First law of thermodynamics (fluid mechanics)
The First Law of Thermodynamics, when applied to fluid mechanics, is a statement of energy conservation. It states that energy can neither be created nor destroyed; it can only be transformed from one form to another. In the context of fluid flow, this law is often expressed as a balance equation relating the changes in various forms of energy within a control volume to the energy entering and leaving the control volume.
The general form of the First Law for a fluid system can be expressed as:
ΔE = Q - W
Where:
- ΔE is the change in the total energy of the system. This includes changes in internal energy (due to temperature variations), kinetic energy (due to velocity changes), and potential energy (due to elevation changes).
- Q is the heat added to the system. Heat transfer can occur through conduction, convection, or radiation. A positive Q indicates heat is added to the system, while a negative Q indicates heat is removed.
- W is the work done by the system. Work can be done by the fluid on its surroundings (e.g., expansion against a pressure) or work can be done on the fluid (e.g., by a pump). A positive W indicates work done by the system, while a negative W indicates work done on the system.
In differential form, the First Law is often written to describe the energy balance at a specific point or within a small control volume in the fluid.
The First Law is a fundamental principle in fluid mechanics, essential for analyzing a wide range of problems, including pipe flow, turbomachinery, heat exchangers, and compressible flows. When combined with the continuity equation (conservation of mass) and the momentum equation (Newton's Second Law), it provides a complete set of governing equations for fluid flow.
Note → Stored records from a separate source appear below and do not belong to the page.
PR #3043, opened 2022-12-19
Add response code meters for ResponseMetered annotation

dennyac:
Currently the ResponseMetered annotation gives us top level 1xx/2xx/3xx/4xx/5xx meters. We have many use cases where we care about specific response codes like 401/503 and end up manually instrumenting code to create these meters. This PR adds meters for individual response codes in addition to the 1xx/2xx/3xx/4xx/5xx meters in the ResponseMetered annotation.

Hoping others find this useful and I'm open to suggestions/feedback. 

Happy to add this functionality to metrics-jersey3 and metrics-jersey31 as well if this approach is acceptable. Can also create a PR to add individual response code meters to the jetty InstrumentedHandler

Different forms of the First Law are used depending on the specific application and assumptions made. For example, in steady-state, steady-flow processes (where properties at a point do not change with time), the First Law simplifies significantly. Often, enthalpy (H = U + pV, where U is internal energy, p is pressure, and V is volume) is used as a convenient property to express energy changes in flowing systems. The energy equation can then be written in terms of enthalpy, kinetic energy, and potential energy changes.